**TASK ITEM**
Write each of the records out again exactly.

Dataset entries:

◇ ◇ ◇

PR #256, opened 2022-01-03
lua: put interpreter behind a compile option

Jan200101:
Only build the lua interpreter (lua, luac) if needed.

If a project only depends on Lua as a library for scripting then there is no reason to also build the interpreter


subprojects/packagefiles/lua/meson_options.txt
```diff
@@ -6,3 +6,7 @@ option(
   'line_editing', type: 'boolean', value: false,
   description: 'Link with GNU readline (or libedit) to add history to the Lua interpreter.'
 )
+option(
+  'interpreter', type: 'boolean', value: true,
+  description: 'Build the Lua interpreter.'
+)
```
eli-schwartz, line 12: Looks like this has a bad line ending.

Jan200101: fixed, no idea how this got past me

eli-schwartz:
Seems reasonable, and behavior-preserving by default... :)

eli-schwartz:
In order to do a release of the changes, you need to bump the revision in releases.json though.

Jan200101:
right, apologies for rushing things

eli-schwartz:
Argh, Windows...

```
[36/36] Linking target subprojects/lua-5.4.3/lua.exe
FAILED: subprojects/lua-5.4.3/lua.exe subprojects/lua-5.4.3/lua.pdb 
"link"  /MACHINE:x64 /OUT:subprojects/lua-5.4.3/lua.exe subprojects/lua-5.4.3/lua.exe.p/src_lua.c.obj "/nologo" "/release" "/nologo" "/DEBUG" "/PDB:subprojects\lua-5.4.3\lua.pdb" "subprojects\lua-5.4.3\lua.lib" "/SUBSYSTEM:CONSOLE" "kernel32.lib" "user32.lib" "gdi32.lib" "winspool.lib" "shell32.lib" "ole32.lib" "oleaut32.lib" "uuid.lib" "comdlg32.lib" "advapi32.lib"
LINK : fatal error LNK1181: cannot open input file 'subprojects\lua-5.4.3\lua.lib'
```

Jan200101:
love it when it does that.
I'll see what I can do when I get a hold of a Windows machine

eli-schwartz:
The good news is that it doesn't seem to actually be your fault. The last update to this wrap was before we added Windows CI, and the build_all regression tests marked lua as known-broken now that I look at it (ci_config.json).

Jan200101:
Tested against MinGW64 and came across no issue so this seems to be caused by Visual Studio

Jan200101:
Okay I cannot figure out whats going wrong.
This CI issue existed even before this PR so its not something new.

Essentially, the `executable("lua")` is expecting the previously defined `library("lua")` to be static for whatever reason
I am not well versed with meson but I have essentially tried to strip the build.meson as far down as I could without getting anything to work.

Is there anything I am missing?

Jan200101:
I have taken the aproach of creating a internal static library to link the interpreter.
That solves the issue and works

eli-schwartz:
I suppose that seems fine. In theory one could link to the static library only on MSVC, and link to the default library otherwise.

eli-schwartz:
⚔️ conflicts

Jan200101:
After some digging this seems to be expected
https://github.com/mesonbuild/meson/blob/master/docs/markdown/FAQ.md#my-project-works-fine-on-linux-and-mingw-but-fails-to-link-with-msvc-due-to-a-missing-lib-file-fatal-error-lnk1181-why

It seems that lua does not support MSVC at all so compiling them statically if msvc is detected is the best way.

eli-schwartz:
Cool, thanks for figuring this out!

◇ ◇ ◇

**RESPONSE BELOW**
PR #256, opened 2022-01-03
lua: put interpreter behind a compile option

Jan200101:
Only build the lua interpreter (lua, luac) if needed.

If a project only depends on Lua as a library for scripting then there is no reason to also build the interpreter


subprojects/packagefiles/lua/meson_options.txt
```diff
@@ -6,3 +6,7 @@ option(
   'line_editing', type: 'boolean', value: false,
   description: 'Link with GNU readline (or libedit) to add history to the Lua interpreter.'
 )
+option(
+  'interpreter', type: 'boolean', value: true,
+  description: 'Build the Lua interpreter.'
+)
```
eli-schwartz, line 12: Looks like this has a bad line ending.

Jan200101: fixed, no idea how this got past me

eli-schwartz:
Seems reasonable, and behavior-preserving by default... :)

eli-schwartz:
In order to do a release of the changes, you need to bump the revision in releases.json though.

Jan200101:
right, apologies for rushing things

eli-schwartz:
Argh, Windows...

```
[36/36] Linking target subprojects/lua-5.4.3/lua.exe
FAILED: subprojects/lua-5.4.3/lua.exe subprojects/lua-5.4.3/lua.pdb 
"link"  /MACHINE:x64 /OUT:subprojects/lua-5.4.3/lua.exe subprojects/lua-5.4.3/lua.exe.p/src_lua.c.obj "/nologo" "/release" "/nologo" "/DEBUG" "/PDB:subprojects\lua-5.4.3\lua.pdb" "subprojects\lua-5.4.3\lua.lib" "/SUBSYSTEM:CONSOLE" "kernel32.lib" "user32.lib" "gdi32.lib" "winspool.lib" "shell32.lib" "ole32.lib" "oleaut32.lib" "uuid.lib" "comdlg32.lib" "advapi32.lib"
LINK : fatal error LNK1181: cannot open input file 'subprojects\lua-5.4.3\lua.lib'
```

Jan200101:
love it when it does that.
I'll see what I can do when I get a hold of a Windows machine

eli-schwartz:
The good news is that it doesn't seem to actually be your fault. The last update to this wrap was before we added Windows CI, and the build_all regression tests marked lua as known-broken now that I look at it (ci_config.json).

Jan200101:
Tested against MinGW64 and came across no issue so this seems to be caused by Visual Studio

Jan200101:
Okay I cannot figure out whats going wrong.
This CI issue existed even before this PR so its not something new.

Essentially, the `executable("lua")` is expecting the previously defined `library("lua")` to be static for whatever reason
I am not well versed with meson but I have essentially tried to strip the build.meson as far down as I could without getting anything to work.

Is there anything I am missing?

Jan200101:
I have taken the aproach of creating a internal static library to link the interpreter.
That solves the issue and works

eli-schwartz:
I suppose that seems fine. In theory one could link to the static library only on MSVC, and link to the default library otherwise.

eli-schwartz:
⚔️ conflicts

Jan200101:
After some digging this seems to be expected
https://github.com/mesonbuild/meson/blob/master/docs/markdown/FAQ.md#my-project-works-fine-on-linux-and-mingw-but-fails-to-link-with-msvc-due-to-a-missing-lib-file-fatal-error-lnk1181-why

It seems that lua does not support MSVC at all so compiling them statically if msvc is detected is the best way.

eli-schwartz:
Cool, thanks for figuring this out!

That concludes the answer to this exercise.